— Your goal —
A single number is the whole answer: how many lines in this listing contain "anything".

--- START ---

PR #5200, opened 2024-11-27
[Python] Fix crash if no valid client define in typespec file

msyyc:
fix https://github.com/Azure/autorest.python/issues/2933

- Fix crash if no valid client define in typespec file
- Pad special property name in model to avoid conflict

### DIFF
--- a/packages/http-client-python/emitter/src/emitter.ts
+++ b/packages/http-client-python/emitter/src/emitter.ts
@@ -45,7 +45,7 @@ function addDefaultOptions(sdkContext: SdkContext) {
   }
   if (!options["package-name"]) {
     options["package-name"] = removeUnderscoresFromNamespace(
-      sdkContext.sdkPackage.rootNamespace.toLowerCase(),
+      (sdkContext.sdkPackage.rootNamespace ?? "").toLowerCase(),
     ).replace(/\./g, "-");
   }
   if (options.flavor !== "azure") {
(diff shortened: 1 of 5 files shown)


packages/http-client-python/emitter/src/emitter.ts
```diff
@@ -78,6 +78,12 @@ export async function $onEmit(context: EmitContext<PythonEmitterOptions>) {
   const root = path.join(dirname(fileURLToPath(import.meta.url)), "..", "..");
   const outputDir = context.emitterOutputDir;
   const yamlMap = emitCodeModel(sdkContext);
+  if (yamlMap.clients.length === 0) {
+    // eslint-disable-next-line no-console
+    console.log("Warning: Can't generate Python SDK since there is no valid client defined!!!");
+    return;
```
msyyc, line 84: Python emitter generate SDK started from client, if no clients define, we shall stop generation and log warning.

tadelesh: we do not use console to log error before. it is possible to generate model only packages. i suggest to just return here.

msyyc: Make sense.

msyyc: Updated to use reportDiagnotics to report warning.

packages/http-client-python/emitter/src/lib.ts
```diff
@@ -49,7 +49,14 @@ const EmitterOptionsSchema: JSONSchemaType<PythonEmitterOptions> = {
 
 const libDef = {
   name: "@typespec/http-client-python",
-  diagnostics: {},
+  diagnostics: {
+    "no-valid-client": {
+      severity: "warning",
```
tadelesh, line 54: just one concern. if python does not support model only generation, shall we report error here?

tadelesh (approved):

--- END ---
--- START ---

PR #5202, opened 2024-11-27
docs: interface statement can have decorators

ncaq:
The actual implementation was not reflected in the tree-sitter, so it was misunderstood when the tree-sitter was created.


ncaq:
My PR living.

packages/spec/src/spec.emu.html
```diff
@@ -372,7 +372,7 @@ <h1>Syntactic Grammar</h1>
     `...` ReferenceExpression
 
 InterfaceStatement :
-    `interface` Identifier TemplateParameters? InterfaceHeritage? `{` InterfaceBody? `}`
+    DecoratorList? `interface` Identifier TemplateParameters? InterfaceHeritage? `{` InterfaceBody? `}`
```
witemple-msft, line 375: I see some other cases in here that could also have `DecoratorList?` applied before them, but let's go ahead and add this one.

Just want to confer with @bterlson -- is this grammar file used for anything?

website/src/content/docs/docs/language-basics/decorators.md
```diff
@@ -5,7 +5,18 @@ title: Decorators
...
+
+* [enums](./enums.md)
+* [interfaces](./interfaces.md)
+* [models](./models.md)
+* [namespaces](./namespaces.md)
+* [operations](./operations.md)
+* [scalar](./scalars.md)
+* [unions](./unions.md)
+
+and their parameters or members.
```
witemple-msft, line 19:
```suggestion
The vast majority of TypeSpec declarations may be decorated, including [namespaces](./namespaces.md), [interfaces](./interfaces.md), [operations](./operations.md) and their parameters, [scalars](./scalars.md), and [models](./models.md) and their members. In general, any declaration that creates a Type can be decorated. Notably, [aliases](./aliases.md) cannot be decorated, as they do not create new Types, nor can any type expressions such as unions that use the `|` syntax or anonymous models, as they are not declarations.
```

--- END ---
--- START ---

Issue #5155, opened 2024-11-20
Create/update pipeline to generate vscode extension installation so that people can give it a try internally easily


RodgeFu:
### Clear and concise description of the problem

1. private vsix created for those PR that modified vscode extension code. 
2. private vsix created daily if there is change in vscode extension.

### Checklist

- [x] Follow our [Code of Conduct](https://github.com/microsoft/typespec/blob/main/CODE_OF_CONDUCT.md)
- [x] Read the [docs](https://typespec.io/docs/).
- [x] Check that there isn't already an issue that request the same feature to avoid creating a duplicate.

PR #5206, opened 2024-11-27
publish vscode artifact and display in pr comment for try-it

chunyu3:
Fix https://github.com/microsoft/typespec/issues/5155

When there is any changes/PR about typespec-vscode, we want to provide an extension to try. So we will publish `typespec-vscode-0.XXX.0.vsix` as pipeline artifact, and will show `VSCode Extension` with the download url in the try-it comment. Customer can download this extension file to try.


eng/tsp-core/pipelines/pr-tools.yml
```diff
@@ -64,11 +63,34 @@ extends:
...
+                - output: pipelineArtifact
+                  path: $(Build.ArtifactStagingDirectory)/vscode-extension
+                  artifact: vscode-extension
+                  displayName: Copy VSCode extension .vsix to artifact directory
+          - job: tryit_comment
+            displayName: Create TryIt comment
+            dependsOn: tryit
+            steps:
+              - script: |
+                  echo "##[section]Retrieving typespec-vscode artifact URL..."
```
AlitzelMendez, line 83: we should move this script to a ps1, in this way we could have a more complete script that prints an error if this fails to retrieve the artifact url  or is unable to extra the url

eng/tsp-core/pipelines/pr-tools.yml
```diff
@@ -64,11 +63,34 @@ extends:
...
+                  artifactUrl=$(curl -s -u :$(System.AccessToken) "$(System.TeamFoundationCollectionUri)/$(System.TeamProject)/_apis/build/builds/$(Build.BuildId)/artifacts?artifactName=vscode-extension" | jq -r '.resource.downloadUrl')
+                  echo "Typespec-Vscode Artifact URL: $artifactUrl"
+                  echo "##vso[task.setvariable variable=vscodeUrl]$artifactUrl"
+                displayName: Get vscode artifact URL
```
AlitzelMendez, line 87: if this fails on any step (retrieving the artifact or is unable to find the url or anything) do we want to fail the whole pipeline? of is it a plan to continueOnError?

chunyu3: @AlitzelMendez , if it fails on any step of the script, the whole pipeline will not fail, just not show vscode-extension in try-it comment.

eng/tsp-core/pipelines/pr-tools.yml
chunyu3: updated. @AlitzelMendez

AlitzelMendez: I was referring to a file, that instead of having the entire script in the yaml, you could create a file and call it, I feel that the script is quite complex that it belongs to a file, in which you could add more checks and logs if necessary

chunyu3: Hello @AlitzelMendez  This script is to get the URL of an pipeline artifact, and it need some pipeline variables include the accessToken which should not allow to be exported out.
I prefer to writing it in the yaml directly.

--- END ---

— Task answer —
2